Arrggg hate to post yet again but must be 18 or older damn sorry guys I did not think of the whole minor thing and your idea was great man just cant work with a minor. I will send you a door prize anyway it was my bad for not thinking of that
Alec ( a getting dumber bunny)


----------



## Fuyu Arashi (Apr 13, 2010)

I'm 38. I hope that helps.


----------



## Kellan Meig'h (Apr 13, 2010)

Wanna try an equine? :shock:

Sketch

BTW, definitely not a minor.


----------



## Fuyu Arashi (Apr 14, 2010)

Very nice sketch


----------



## CerbrusNL (Apr 14, 2010)

Hmm, here's a few questions for you:

-The suit, what pieces will it contain? (As in: just a partial (Head, paws, tail), or a fullsuit?)
-What info do you need, precisely? (measurements, DTD?)
-Do you have any limitations on shipping the suit somewhere?
-Also, if I understand correctly, you don't have pics of the other suits you made (any more), right?

I must say I'm pretty interested in this offer. You can find some references of my character, a Red Wolf (Canis Rufus) Here. Maybe that would be an interesting "victim"
(Note: there's no need for muscle-padding etc , also, I'm from '91)


----------



## Atrak (Apr 14, 2010)

Alec Hopp said:


> Arrggg hate to post yet again but must be 18 or older damn sorry guys I did not think of the whole minor thing and your idea was great man just cant work with a minor. I will send you a door prize anyway it was my bad for not thinking of that
> Alec ( a getting dumber bunny)



That rules out most of the fandom.

But probably not the people that actually post in this thread.

Eighteen here.

I can vouch for Ny.

Also, why do you sign all of your posts?

That's what a *signature* is for.


----------



## Lasolimu (Apr 14, 2010)

Alright, I am 22 so I don't fall into the minor category, and, as I said, male so I fall into your initial preferred attempt. I don't currently have any concept art of my character, but I would definitely get some if you needed it. As I mentioned, my suit would be mostly wolf like, but it would actually be a wolf/dragon hybrid. The story behind it is I am a dragon and have the ability to shapeshift, however, I fail and non-draconic bipedal forms and end up in a somewhat hybrid form. So my suit would be mostly wolf with some small horns, somewhat stubby draconic wings, and a draconic tail. The tail is not easy to make and can get expensive, but I already have that so you wouldn't need to worry about it unless you wanted to provide a wolf wail to make every piece of the suit. In that case I would provide pictures of the suit with your tail and actually wear it with my tail. Also, depending on the dexterity of the hands I might end up using my own handpaws, but I would be willing to create a pattern so you can create a pair that will be the look you create with the dexterity I want.

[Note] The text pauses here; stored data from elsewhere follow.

PR #22, opened 2016-08-21
Use "Hostname" instead of "Host Name"

konklone:
This is the correct way to spell it. Easiest to fix this now before it gets integrated into things.


h-m-f-t:
👍, I had changed the README but forgot to change it in pshtt.py. Thanks.

PR #36, opened 2016-10-14
Add 'Parent Domain', make most empty fields explicitly False

### LINKED ISSUE #8: Import public suffix list

h-m-f-t:
Though this doesn't resolve #8, this PR gives the tool a way to distinguish between a subdomain and a second-level domain. It also makes fields that return empty from a scan explicitly False (with 'Redirect To', 'HSTS Header', and 'HSTS Max Age' excepted, since an empty response is meaningful in those contexts).

### DIFF
--- a/pshtt/pshtt.py
+++ b/pshtt/pshtt.py
@@ -37,7 +37,7 @@ TIMEOUT = 1
 # The fields we're collecting, will be keys in JSON and
 # column headers in CSV.
 HEADERS = [
-    "Domain", "Parent Domain", "Canonical URL", "Live", "Redirect", "Redirect To",
+    "Domain", "Base Domain", "Canonical URL", "Live", "Redirect", "Redirect To",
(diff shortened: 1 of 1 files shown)


konklone:
I know the method says `parent_domain_for`, but `Base Domain` is probably a bit more accurate, since `Parent Domain` might imply that for `x.y.z.com`, the parent is `y.z.com`, but we actually mean `z.com`. `Base Domain` would also be compatible with [domain-scan](https://github.com/18f/domain-scan)'s output. 

But I'm just nitpicking. :+1: either way.

h-m-f-t:
All your base, etc: `Base Domain` returns. Not strongly opinionated here, though the method name was what pshtt me over the edge.

The `parent_domain_for` method lives on.

PR #37, opened 2016-10-26
Check if any CSVs exists before copy

siccovansas:
If there are no CSVs present in the directory which is mounted to `/data` and if you do not provide and input to `pshtt` (e.g., if you only run `pshtt` or `pshtt -h` to find out about its functionality), then you will get the following error:
```
cp: cannot stat ‘/usr/src/app/*.csv’: No such file or directory
```
This change makes sure that the `cp` command is only executed if any CSVs are present.


h-m-f-t:
Looks good, thanks!

PR #38, opened 2016-10-27
Change UID and GID to USER_ID and GROUP_ID

siccovansas:
According to https://github.com/dhs-ncats/pshtt/blob/1d3db29e69b5af5d8f6dfdb40a2ab4bbc9cac1c7/entrypoint.sh the environment variables should be USER_ID and GROUP_ID instead of UID and GID, so this change updates README.md with the correct instructions.


h-m-f-t:
👍 👍   yup!

PR #41, opened 2016-11-21
Mark immediate external redirects as eventual redirects, when the eventual redirect fails

konklone:
This is meant to address situations like https://github.com/18F/pulse/issues/596 that come from scans like this:

https://s3.amazonaws.com/pulse.cio.gov/archive/2016-11-11/cache/pshtt/fedrooms.gov.json

Where each endpoint says `redirect` is `true`, but the overall domain comes up with a `Redirect` of `false`.

This happens when fedrooms.gov redirects to a gsa.gov URI that then redirects to another gsa.gov URI that is super flaky. When the final redirect doesn't work, fedrooms.gov's `redirect_eventually_*` fields are left as `null`. 

The overall `Redirect` field, which is trying to measure whether the domain is holistically a "redirect domain", correctly depends on whether the site eventually redirects away to an external domain.

To better capture information when later redirects don't work, and to avoid "punishing" a redirect domain that successfully redirects out to a flakey website, this will copy the immediate redirect information into the eventual redirect information for a domain.

Thoughts? Reasonable decision?

### DIFF
--- a/pshtt/cli.py
+++ b/pshtt/cli.py
@@ -68,5 +68,6 @@ def main():
         pshtt.csv_for(results, out_file)
         logging.warn("Wrote results to %s." % out_file)
 
+        
 if __name__ == '__main__':
     main()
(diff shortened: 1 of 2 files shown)


h-m-f-t:
I think this is a sensible fix. America thanks you, and I do, too.

konklone:
Awesome, thank you! :us:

I would prefer a partial suit, but I am guessing you are actually looking to make a full suit and I would be completely okay with that as well.


----------



## Alec Hopp (Apr 15, 2010)

Ok guys thank you for the warm and helpfull response's 4 days left to keep this open it has narrowed to 4 people basicly the 4 that sent me links and art and stuff so I could figure this out. Thank you all for the ideas and suggestions I am new hear and new to this type of fur suit. Sorry to seem like a lawyer to some of you but we are all learning together. Beyond just making a suit I had not thought about logistics (as in how do I get it to you or you to it lol). The many many links was super helpfull. I hope to one day be able to crank out killer pro style relistic suits at the rate of one a month. But got to crawl before I can walk.
Alec


----------



## Atrak (Apr 15, 2010)

Alec Hopp said:


> Ok guys thank you for the warm and helpfull response's 4 days left to keep this open it has narrowed to 4 people basicly the 4 that sent me links and art and stuff so I could figure this out. Thank you all for the ideas and suggestions I am new hear and new to this type of fur suit. Sorry to seem like a lawyer to some of you but we are all learning together. Beyond just making a suit I had not thought about logistics (as in how do I get it to you or you to it lol). The many many links was super helpfull. I hope to one day be able to crank out killer pro style relistic suits at the rate of one a month. But got to crawl before I can walk.
> Alec



Always deal with stuff like this like a lawyer:

Leave loopholes that only you can see.


----------



## Ilayas (Apr 15, 2010)

Not to piss on your cornflakes here but why not just make a suit for yourself first and then ask for a volunteer.  Even if you don't really want a fursuit you'll learn a lot in the process and work a lot of kinks out.  It's always a good idea to get as many glitches worked out on your own before you get other people involved.


----------



## Keryu (Apr 15, 2010)

I make suits and what not but I love suits in general and love to see how others are made! I'm also going to plenty of Cons this year so I could sport it around >w< (So far, I know for a fact that I'm going to AC, Elliot's spring gathering, Oklacon) A few other's are pending =P (Hopefully gonna make it to MFF >w<)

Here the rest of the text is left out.